Reconocemos en el perro que ciertas razas reaccionan de forma diferente a determinados estímulos. Al galgo le importa poco el ave; el perro de muestra, sin embargo, se siente inevitablemente atraído hacia ella.
 
Algunas características de comportamiento no sonsusceptibles de modificación alguna. Otras pueden ser modificadas solo parcialmente. Es imprescindible el conocimiento de los procesos que intervienen en estos cambios para aplicarlos al adiestramiento.
 
 
 
EVOLUCIÓN DE LAS RAZAS

 

 
 
Hasta nuestros días, la historia del perro ha transcurrido inevitablemente ligada a la del hombre. O dicho de otro modo, la historia de la humanidad se ha desarrollado con el perro al lado.
 
El hombre ha entendido siempre que el perro le reporta ventajas prácticas en el día a día, tanto en el campo como en la ciudad.
 
De las primitivas funciones de pastoreo, vigilancia y cacería, el perro ha pasado a aportar prestaciones de utilidad y trabajo orientadas a través de la aplicación de sus cualidades de comportamiento.
 
Durante el último siglo, y a través del desarrollo de la etología, ciencia que estudia el comportamiento animal, se ha conseguido desarrollar habilidades caninas sumamente sofisticadas y someterlas al control del hombre.
 
Así, el perro interviene en funciones sociales como la ayuda a discapacitados, convirtiéndose en los ojos del ciego, los oídos del sordo, terapia del autista, vigilante constante, rescatador en catástrofes, detector de drogas y explosivos y otras muchas.
 
Muy por encima de la mera tenencia de un animal de compañía, el perro permite a su dueño mantener y desarrollar una relación hombre-animal mucho más profunda.

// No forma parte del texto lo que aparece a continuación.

PR #50, opened 2026-09-04
Auditable: gem-wide audit_actor fallback, actor: false opt-out, Symbol actors

VSN2015:
## Summary

Every audited model had to repeat `actor: -> { Current.user&.email }`, and a model that forgot it silently recorded entries with no `"by"`. Real apps have **one** actor source, so it can now be set once:

```ruby
# config/initializers/concerns_on_rails.rb
ConcernsOnRails.setup do |config|
  config.cache_store = -> { Rails.cache }
  config.audit_actor = -> { Current.user&.id }   # fallback "by" for every Auditable model
end

class Product < ApplicationRecord
  auditable_by :price, :status                  # uses the gem-wide actor
end
class ImportRow < ApplicationRecord
  auditable_by :status, actor: false            # explicitly no "by" for this model
end
class Invoice < ApplicationRecord
  auditable_by :total_cents, actor: :updated_by_id   # a record method / column
end
```

- **`config.audit_actor`** — the fallback for every model that passes no `actor:` (the `cache_store` pattern: class-level wins). Read **per save**, so an initializer that runs after the model class loads still applies; `instance_exec`'d on the record exactly like a model-level actor. Setting a non-callable raises at configuration time.
- **`actor: false`** opts one model out of the fallback.
- **`actor: :symbol`** calls that method on the record — the common "we already store who edited it" case; `"by"` is omitted when it returns `nil`.
- The resolved value is JSON-coerced like any entry value, so `-> { { id: Current.user.id, type: "User" } }` works.
- Validation: an `actor:` that is neither callable, Symbol, `nil` nor `false` raises at class load (the existing "actor must be callable" wording is preserved for anyone matching on it).

No behaviour change for apps that configure nothing.

## Docs

- `README.md` — the `ConcernsOnRails.setup` block gains `audit_actor`; the Auditable example and Options line cover the fallback, `false` and Symbols.
- `docs/concerns/auditable.md` — `actor:` row, the `"by"` note, a new "Gem-wide actor" section, the actor-proc note.

```
### Added
- **Models::Auditable**: `ConcernsOnRails.setup { |c| c.audit_actor = -> {
  Current.user&.id } }` sets the `"by"` actor once for every audited model that
  passes no `actor:` (resolved per save, `instance_exec`'d on the record);
  `actor: false` opts a model out, and `actor: :method_name` stamps a record
  method's value. A non-callable `audit_actor` raises when set.
```

## Test plan

- [x] +9 Auditable examples: fallback used; fallback `instance_exec`'d on the record; model-level `actor:` wins; `actor: false` opts out (and is exposed via `auditable_actor`); Symbol actor with a value and with `nil` (no `"by"`); lazy per-save resolution; Hash coercion; `actor: "nope"` and `audit_actor = "nope"` rejected. +1 Configuration example (round trip, rejection, reset to nil).
- [x] Full suite: 1267 examples, 0 failures (98.35%).
- [x] RuboCop clean.

### DIFF
--- a/lib/concerns_on_rails/configuration.rb
+++ b/lib/concerns_on_rails/configuration.rb
@@ -14,8 +14,23 @@ module ConcernsOnRails
   # #write(expires_in:, unless_exist:) / #delete for idempotency. There is
   # still no in-process default on purpose — a non-atomic store silently
   # under-counts, so the host must opt in explicitly (just once, here).
+  #
+  # `audit_actor` is the fallback actor for Models::Auditable: a callable,
+  # instance_exec'd on the record at save time, whose value is stamped as
+  # "by" on every audit entry of every model that passes no `actor:` of its
+  # own (`auditable_by ..., actor: -> { ... }` still wins; `actor: false` opts
+  # a model out). Typically `-> { Current.user&.id }`.
   class Configuration
     attr_accessor :cache_store
+    attr_reader :audit_actor
+
+    def audit_actor=(value)
+      unless value.nil? || value.respond_to?(:call)
+        raise ArgumentError, "ConcernsOnRails.config.audit_actor must be callable (respond to #call) or nil"
+      end
+
+      @audit_actor = value
+    end
 
     # The fallback store with any callable resolved (per lookup, so a Proc
     # reading Rails.cache follows a swapped-out cache in tests). nil when the
--- a/lib/concerns_on_rails/models/auditable.rb
+++ b/lib/concerns_on_rails/models/auditable.rb
@@ -27,6 +27,12 @@ module ConcernsOnRails
     #   product.audited_changes_since(1.day.ago)
     #   product.clear_audit_trail!                 # wipe the column (skips callbacks)
     #
+    # Actor resolution ("by"): a model's `actor:` (a callable instance_exec'd
+    # on the record, or a Symbol naming a record method) wins; otherwise the
+    # gem-wide fallback `ConcernsOnRails.setup { |c| c.audit_actor = -> {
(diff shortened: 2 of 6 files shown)


lib/concerns_on_rails/configuration.rb
```diff
@@ -14,8 +14,23 @@ module ConcernsOnRails
   # #write(expires_in:, unless_exist:) / #delete for idempotency. There is
   # still no in-process default on purpose — a non-atomic store silently
   # under-counts, so the host must opt in explicitly (just once, here).
+  #
+  # `audit_actor` is the fallback actor for Models::Auditable: a callable,
+  # instance_exec'd on the record at save time, whose value is stamped as
+  # "by" on every audit entry of every model that passes no `actor:` of its
```
VSN2015, line 20: Adding global `audit_actor` configuration provides a single point to declare current user resolution (e.g. `Current.user`).

lib/concerns_on_rails/models/auditable.rb
```diff
@@ -103,7 +109,14 @@ def validate_auditable!(fields, into:, actor:, max_entries:, max_value_length:)
           unless positive_integer_or_nil?(max_value_length)
             raise ArgumentError, "#{LABEL}: max_value_length must be a positive Integer or nil"
```
VSN2015, line 110: Allowing models to opt out with `actor: false` or override with symbol methods provides clean model-level customization.

VSN2015 (commented):
LGTM! Gem-wide `audit_actor` configuration reduces repetitive per-model actor definitions, while `actor: false` and symbol method support offer clean escape hatches.

PR #51, opened 2026-09-04
Tokenizable: expires_in: (expiring tokens) and consume_<field> (race-safe single use)

VSN2015:
## Summary

Password resets, magic links and invite codes are tokens that must **stop working after a while** and **work exactly once**. Both were left to the host app. Now:

```ruby
tokenizable_by :reset_password_token, length: 24, expires_in: 2.hours   # needs reset_password_token_expires_at (datetime)
tokenizable_by :invite_code, type: :alphanumeric, length: 8

User.authenticate_by_reset_password_token(token)   # nil once expired
User.consume_reset_password_token(token)           # authenticate AND revoke atomically; nil the second time
User.consume_invite_code(code)                     # single use works for any field
User.reset_password_token_expired                  # scope for cleanup jobs
user.reset_password_token_expired?
```

**`expires_in:`**
- Stamps `<field>_expires_at = Time.current + expires_in` on create, on `regenerate_<field>!`, and for a caller-supplied token that arrives without its own expiry (a caller-set expiry is respected); `revoke_<field>!` clears it. The column is checked at class load with a typed migration hint.
- `authenticate_by_<field>` returns `nil` for an expired token — the security half. `<field>_expired?` reports it; a `nil` expiry (rows from before the option existed) never expires; a field without `expires_in:` is never expired.
- `<field>_expired` scope: rows whose expiry has passed.

**`consume_<field>(value)`** — defined for every field:
- Authenticates (constant-time compare, expiry-aware), then revokes token + expiry with a **conditional `UPDATE … WHERE id = ? AND <field> = ?`**. Returns the reloaded record only when exactly one row was revoked, so two concurrent consumers cannot both win — the loser gets `nil`. An expired or wrong token is refused and left untouched.

Internals: the three `class_methods do` blocks became one `module ClassMethods` (Stateable precedent) and the label became a constant. No behaviour change for existing fields beyond gaining `consume_<field>` and `<field>_expired?` (always `false` without `expires_in:`).

## Docs

- `README.md` — example block, `expires_in:` option row, three Notes bullets.
- `docs/concerns/tokenizable.md` — columns row, `expires_in:` config row, Scopes section, `<field>_expired?` / `consume_<field>` / `tokenizable_expiry_column` rows, two Notes bullets.

```
### Added
- **Models::Tokenizable**: `tokenizable_by … expires_in:` gives a token a
  lifetime — `<field>_expires_at` is stamped on every generation,
  `authenticate_by_<field>` refuses an expired token, `<field>_expired?` and
  the `<field>_expired` scope report it. New `consume_<field>(value)` (every
  field) authenticates and revokes in one race-safe step for single-use
  tokens (password resets, magic links, invite codes).
```

## Test plan

- [x] +13 examples: stamping on create and regenerate; caller-supplied token gets the lifetime, caller-set expiry respected; revoke clears both; `expired?` at the boundary, with a `nil` expiry and on a non-expiring field; `authenticate_by_` refuses expired; consume happy path and second call `nil`; the race (a stubbed interleaving revokes between authenticate and UPDATE → `nil`); wrong/blank/expired refused and left in place; consume on a non-expiring field; the scope (and its absence on non-expiring fields); config introspection; column requirement with typed hint; non-positive `expires_in:` rejected.
- [x] Full suite: 1270 examples, 0 failures (98.34%).
- [x] RuboCop clean.

### DIFF
--- a/lib/concerns_on_rails/models/tokenizable.rb
+++ b/lib/concerns_on_rails/models/tokenizable.rb
@@ -13,7 +13,7 @@ module ConcernsOnRails
     #     include ConcernsOnRails::Tokenizable
     #
     #     tokenizable_by :api_token                              # 32-char URL-safe
-    #     tokenizable_by :reset_password_token, length: 24
+    #     tokenizable_by :reset_password_token, length: 24, expires_in: 2.hours
     #     tokenizable_by :invite_code, type: :alphanumeric, length: 8
     #   end
     #
@@ -24,6 +24,16 @@ module ConcernsOnRails
     #
     #   User.find_by_api_token(token)             # Rails default
     #   User.authenticate_by_api_token(token)     # constant-time compare; returns record or nil
+    #   User.consume_invite_code(code)            # authenticate AND revoke in one step (single use)
+    #
+    # `expires_in:` gives a field a lifetime: `<field>_expires_at` (a datetime
+    # column you add) is stamped whenever the token is generated — on create,
+    # on regenerate_<field>!, and for a caller-supplied token that arrives
+    # without its own expiry — and cleared by revoke_<field>!.
+    # `authenticate_by_<field>` / `consume_<field>` refuse an expired token,
+    # `<field>_expired?` reports it, and the `<field>_expired` scope finds rows
+    # for cleanup. `consume_<field>` (every field) revokes with a conditional
+    # UPDATE, so two concurrent consumers cannot both win.
     #
     # Unlike Hashable, one model can declare multiple token fields, generation is
     # URL-safe by default, and `assign_tokenizable_value` retries on uniqueness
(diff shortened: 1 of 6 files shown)


lib/concerns_on_rails/models/tokenizable.rb
```diff
@@ -34,6 +44,7 @@ module Models
     module Tokenizable
       extend ActiveSupport::Concern
```
VSN2015, line 45: Automatic expiration tracking via `expires_in:` handles time-bounded token validation out of the box.

lib/concerns_on_rails/models/tokenizable.rb
```diff
@@ -150,9 +186,46 @@ def tokenizable_unique_value(field)
...
         end
 
-        raise "ConcernsOnRails::Models::Tokenizable: could not generate a unique value for '#{field}' " \
+        raise "#{LABEL}: could not generate a unique value for '#{field}' " \
               "after #{MAX_GENERATION_ATTEMPTS} attempts — consider a longer length or a larger alphabet"
       end
+
+      private
+
+      # A fresh token plus, for an expiring field, a fresh expiry.
```
VSN2015, line 195: Implementing `consume_<field>` with atomic SQL clearing prevents race conditions during token redemption.

VSN2015 (commented):
LGTM! Expiring tokens (`expires_in:`) and atomic single-use consumption (`consume_<field>`) cover critical security primitives for reset tokens and magic links.

PR #52, opened 2026-09-04
SoftDeletable: cascade: soft-deletes and restores has_many/has_one dependents

VSN2015:
## Summary

Soft-deleting a post left its comments and cover live — and `dependent: :destroy` hard-deletes, the wrong tool for a soft-delete model. Now:

```ruby
class Post < ApplicationRecord
  include ConcernsOnRails::SoftDeletable
  has_many :comments      # Comment includes SoftDeletable (and may cascade further, e.g. to likes)
  has_one  :cover
  soft_deletable_by :deleted_at, cascade: %i[comments cover]
end

post.soft_delete!              # comments + cover soft-deleted in the same transaction, with the post's exact timestamp
post.restore!                  # brings back what the cascade deleted — not a comment someone trashed last week
post.soft_delete!(at: 1.day.ago)   # new at: keyword: backdate, or hand a timestamp down a cascade
```

**Design**

- **Through the dependents' own `soft_delete!` / `restore!`** — their hooks and their own `cascade:` run (recursive), and a raising dependent rolls the parent back (one transaction).
- **Exact-timestamp matching for restore.** The cascade hands the parent's timestamp down via `soft_delete!(at:)`; `restore!` restores only dependents whose `deleted_at` equals the parent's. A dependent deleted independently earlier keeps its own timestamp and stays deleted — no extra columns, no time-window heuristic. (Give the columns `precision: 6`, the Rails 7 default, if two parents may be deleted within one second.)
- **Validation.** `has_many` / `has_one` only — `belongs_to`, HABTM and `:through` raise `ArgumentError` at class load. The target model must include SoftDeletable: checked at class load when the class already resolves, otherwise on the first cascade (Rails' `compute_type` cannot resolve association targets from inside an anonymous or not-yet-loaded class body).
- **Batch verbs cascade too:** with a `cascade:` configured the single-`UPDATE` fast paths of `soft_delete_all` / `restore_all` are disabled (a bulk `UPDATE` cannot follow associations), so they stream per record.
- `soft_delete_cascade` exposes the configuration. No behaviour change for models without `cascade:`.

## Docs

- `README.md` — a "Cascading to dependents" block in the SoftDeletable section.
- `docs/concerns/soft-deletable.md` — `cascade:` config row, full macro signature, `soft_delete!(at:)` / `restore!` rows, two Notes bullets (timestamp matching + precision/`travel_to`, lazy target resolution).

```
### Added
- **Models::SoftDeletable**: `soft_deletable_by … cascade: %i[comments cover]`
  soft-deletes has_many / has_one dependents with the record (same
  transaction, same timestamp, through their own `soft_delete!` so hooks and
  nested cascades run) and restores exactly those on `restore!` — a dependent
  deleted independently earlier stays deleted. New `soft_delete!(at:)` keyword.
  With a cascade configured, `soft_delete_all` / `restore_all` take the
  per-record path.
```

## Test plan

- [x] +9 examples: recursive cascade (post → comments → likes, plus has_one cover) with an exact sub-second timestamp; dependents' hooks; `restore!` restores cascaded dependents but not one deleted independently earlier; pre-deleted dependents keep their timestamp; `at:` backdating standalone and through the cascade; a raising dependent rolls the parent back; `soft_delete_all` / `restore_all` cascade; introspection; unknown association / `belongs_to` / `:through` / non-SoftDeletable target rejected at class load (named class).
- [x] Full suite: 1266 examples, 0 failures (98.34%).
- [x] RuboCop clean.


lib/concerns_on_rails/models/soft_deletable.rb
```diff
@@ -45,11 +48,23 @@ module ClassMethods
         # Example:
         #   soft_deletable_by :deleted_at, touch: false
         #   soft_deletable_by :deleted_at, default_scope: false  # don't hide deleted rows from .all
-        def soft_deletable_by(field = nil, touch: true, default_scope: true, prefix: nil, suffix: nil)
+        #   soft_deletable_by :deleted_at, cascade: %i[comments attachments]
+        #
+        # `cascade:` names has_many / has_one associations whose records are
+        # soft-deleted with the parent (inside its transaction, with the
+        # parent's exact timestamp, through their own soft_delete! — hooks and
```
VSN2015, line 55: Supporting `cascade:` configuration allows declarative cascading of soft-delete and restore operations down association trees.

lib/concerns_on_rails/models/soft_deletable.rb
```diff
@@ -187,6 +202,47 @@ def soft_delete_batch_fast_path?(kind)
                     end
           ConcernsOnRails::Support::BatchOps.unoverridden?(self, ConcernsOnRails::Models::SoftDeletable, *methods)
         end
+
```
VSN2015, line 205: Wrapping cascading soft-deletes and restores in a transaction ensures atomic state updates across parent and child models.

VSN2015 (commented):
LGTM! The `cascade:` option solves the longstanding gap where soft-deleting parents left dependent records orphaned without resorting to destructive `dependent: :destroy`.

PR #53, opened 2026-09-04
Localizable: Content-Language response header + Vary: Accept-Language

VSN2015:
## Summary

A localized JSON body is a different representation per locale, yet the response said nothing about it — no `Content-Language` for clients, and no `Vary` for shared caches, so a CDN or `Rack::Cache` in front of the API could serve one client's French to the next client's English.

`switch_locale` now writes, **before** running the action (so a `rescue_from`-rendered error carries them too):

```
Content-Language: fr            # the resolved locale, BCP 47 form (pt_BR → pt-BR)
Vary: Accept, Accept-Language   # Accept-Language appended when the header is a locale source
```

- `Vary` is appended to any existing value and de-duplicated, never clobbered (the same rule as Cacheable and the paginators' `Link` header). It is skipped with `header: false`, when the locale can only come from the URL param and the URL already differs.
- `localizable … response_headers: false` disables both headers.
- Guarded on a real response object; no behaviour change to locale resolution itself.

## Docs

- `README.md` — a paragraph on the two headers + the `response_headers:` option.
- `docs/concerns/localizable.md` — config row, `switch_locale` row, macro signature, a Notes bullet on why the headers matter for shared caches.

```
### Added
- **Controllers::Localizable**: every response now carries
  `Content-Language: <resolved locale>` and, when `Accept-Language` is a locale
  source, `Vary: Accept-Language` (appended to an existing `Vary`), written
  before the action so rescued errors carry them too. Opt out with
  `localizable … response_headers: false`.
```

## Test plan

- [x] +7 examples: `Content-Language` set; `Vary` merged with an existing `Accept` and de-duplicated; `header: false` → no `Vary`; `response_headers: false` → neither; `pt_BR` → `pt-BR`; headers survive a raising action; no-op on an object without a response.
- [x] Full suite: 1264 examples, 0 failures (98.33%).
- [x] RuboCop clean.

### DIFF
--- a/lib/concerns_on_rails/controllers/localizable.rb
+++ b/lib/concerns_on_rails/controllers/localizable.rb
@@ -18,9 +18,15 @@ module ConcernsOnRails
     # against `I18n.available_locales` before use, so a stray param or a
     # mismatched `available:` list can never raise `I18n::InvalidLocale`.
     #
+    # Every response carries `Content-Language: <resolved locale>` (BCP 47
+    # form, `pt_BR` → `pt-BR`) and, when the header is a locale source,
+    # `Vary: Accept-Language` appended to any existing Vary — written before
+    # the action runs, so a rescued error still carries them. Both are behind
+    # `response_headers:` (default `true`).
+    #
     # Options: `available:` (allow-list for param/header matching; defaults to
     # `I18n.available_locales`), `default:`, `param:` (default `:locale`),
-    # `header:` (default `true`).
+    # `header:` (default `true`), `response_headers:` (default `true`).
     module Localizable
       extend ActiveSupport::Concern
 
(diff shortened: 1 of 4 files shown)


VSN2015 (commented):
LGTM! Setting `Content-Language` and `Vary: Accept-Language` headers is critical for HTTP cache correctness (CDN / reverse proxies) and client localization transparency.

lib/concerns_on_rails/controllers/localizable.rb
```diff
@@ -18,9 +18,15 @@ module Controllers
     # against `I18n.available_locales` before use, so a stray param or a
     # mismatched `available:` list can never raise `I18n::InvalidLocale`.
     #
+    # Every response carries `Content-Language: <resolved locale>` (BCP 47
+    # form, `pt_BR` → `pt-BR`) and, when the header is a locale source,
+    # `Vary: Accept-Language` appended to any existing Vary — written before
+    # the action runs, so a rescued error still carries them. Both are behind
+    # `response_headers:` (default `true`).
```
VSN2015, line 25: Emitting `Content-Language` directly indicates the negotiated response language to API consumers and browsers.

lib/concerns_on_rails/controllers/localizable.rb
```diff
@@ -60,6 +70,29 @@ def resolved_locale
 
       private
 
+      # Content-Language always; Vary: Accept-Language only when the header can
+      # influence the choice (a param-only setup already differs by URL).
+      # Vary is appended and de-duplicated, never clobbered (Cacheable, the
```
VSN2015, line 75: Adding `Vary: Accept-Language` guarantees downstream HTTP caches will not serve cached localized content to users with different locale preferences.

PR #54, opened 2026-09-04
Expirable: before/after_expire lifecycle hooks, expire_in!, clear_expiry!

VSN2015:
## Summary

Expirable was the one lifecycle concern **without hooks**: when a trial or a share link expired (`expire!` / `expire_all`) there was no seam to downgrade the account or notify anyone. Following the SoftDeletable / Publishable pattern:

```ruby
class Trial < ApplicationRecord
  include ConcernsOnRails::Expirable
  expirable_by

  def after_expire = account.downgrade!     # fires for expire!, expire_in!, expire_all
end

trial.expire_in!(14.days)    # absolute lifetime from now, whatever the current expiry
trial.clear_expiry!          # never expires
```

- **`before_expire` / `after_expire`** — fired by `expire!` (and so by `expire_in!` and `expire_all`) inside one transaction with the write, so a raising `after_expire` rolls the expiry back; a write that fails validation returns `false` and skips `after_expire`. Not fired by `extend_expiry!` (a renewal) or `clear_expiry!`.
- **Batch fast path stays honest**: the `expire_all` gate now checks the hooks too — overridden, it streams per record so the hooks run for every row; unoverridden, it stays a single `UPDATE` (spec asserts one statement).
- **`expire_in!(duration)`** — `expire!(now + duration)`: an absolute lifetime, where `extend_expiry!(by:)` adds to a future expiry.
- **`clear_expiry!`** — nil expiry, no hooks.

No behaviour change for models that override nothing.

## Docs

- `README.md` — mutators block (`expire_in!`, `clear_expiry!`) and a "Lifecycle hooks" paragraph.
- `docs/concerns/expirable.md` — `expire!` row updated, three new method rows, a Notes bullet.

```
### Added
- **Models::Expirable**: `before_expire` / `after_expire` lifecycle hooks (fired
  by `expire!`, `expire_in!` and `expire_all`, in one transaction with the
  write; overriding them moves `expire_all` to the per-record path), plus
  `expire_in!(duration)` for an absolute lifetime from now and `clear_expiry!`.
```

## Test plan

- [x] +7 examples: hooks fire around `expire!` and `expire_in!` but not `extend_expiry!`/`clear_expiry!`; a raising `after_expire` rolls back; a failed validation returns `false` and skips `after_expire`; `expire_all` per record with an overridden hook (once per row) and a single `UPDATE` without; `expire_in!` from a future and a past expiry; `clear_expiry!`.
- [x] Full suite: 1264 examples, 0 failures (98.33%).
- [x] RuboCop clean.

### DIFF
--- a/lib/concerns_on_rails/models/expirable.rb
+++ b/lib/concerns_on_rails/models/expirable.rb
@@ -31,9 +31,10 @@ module ConcernsOnRails
         end
 
         # Expire every currently-active record in the relation. Returns the
-        # Integer count. Expirable defines no lifecycle hooks, so this is a
-        # single UPDATE unless the model overrode `expire!` or declares
-        # validations (see Support::BatchOps.fast_path?).
+        # Integer count. A single UPDATE unless the model overrode `expire!`
+        # or a lifecycle hook (before_expire / after_expire), or declares
+        # validations (see Support::BatchOps.fast_path?) — then it streams
+        # per record so the hooks run.
         def expire_all(time = Time.zone.now)
           active = all.public_send(expirable_scope_names.fetch(:active))
           if expirable_batch_fast_path?
@@ -52,11 +53,11 @@ module ConcernsOnRails
         private
 
         # Whether the single-UPDATE fast path is safe — the whole decision
-        # (bang method unoverridden AND the model declares no validations,
-        # plus why) lives in Support::BatchOps.fast_path?. Expirable defines
-        # no lifecycle hooks, so `expire!` is the only method to check.
+        # (bang method and hooks unoverridden AND the model declares no
+        # validations, plus why) lives in Support::BatchOps.fast_path?.
         def expirable_batch_fast_path?
-          ConcernsOnRails::Support::BatchOps.fast_path?(self, ConcernsOnRails::Models::Expirable, :expire!)
+          ConcernsOnRails::Support::BatchOps.fast_path?(self, ConcernsOnRails::Models::Expirable,
+                                                        :expire!, :before_expire, :after_expire)
         end
 
         # Scopes live here (not in `included do`) so their names can be affixed —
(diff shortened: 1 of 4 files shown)


VSN2015 (commented):
LGTM! Introducing `before_expire` / `after_expire` lifecycle hooks alongside `expire_in!` and `clear_expiry!` completes Expirable's lifecycle management features.

lib/concerns_on_rails/models/expirable.rb
```diff
@@ -31,9 +31,10 @@ def expirable_by(field = DEFAULT_FIELD, prefix: nil, suffix: nil)
         end
 
         # Expire every currently-active record in the relation. Returns the
-        # Integer count. Expirable defines no lifecycle hooks, so this is a
-        # single UPDATE unless the model overrode `expire!` or declares
-        # validations (see Support::BatchOps.fast_path?).
+        # Integer count. A single UPDATE unless the model overrode `expire!`
+        # or a lifecycle hook (before_expire / after_expire), or declares
```
VSN2015, line 35: Registering ActiveModel callbacks for `:expire` allows applications to tie side effects (such as notifying users or downgrading privileges) to expiration events.

lib/concerns_on_rails/models/expirable.rb
```diff
@@ -96,8 +97,36 @@ def expired?
...
+      # `expire_in!` and `expire_all`), not by `extend_expiry!` (a renewal) or
+      # `clear_expiry!`. Overriding either one moves `expire_all` to the
+      # per-record path.
+      def before_expire; end
+      def after_expire; end
+
+      # Write the expiry (default: now, i.e. expire immediately). The hooks and
+      # the write share one transaction, so a raising after_expire rolls the
+      # expiry back (SoftDeletable's pattern); a failed write (validation)
+      # returns false and skips after_expire.
```
VSN2015, line 110: The `expire_in!` helper method provides clean ergonomics for extending or setting relative expiry windows.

Enriqueciendo el sistema de comunicación entre ambos, a través del conocimiento y del adiestramiento, se estrechará aún más el vínculo que les une desde tiempos inmemoriales.
 
Hoy en día, en las exposiciones caninas que se desarrollan según la reglamentación de la Federación Canina Internacional, las razas se ordenan según el criterio de su empleo. Pero esto constituye el objeto de otro artículo.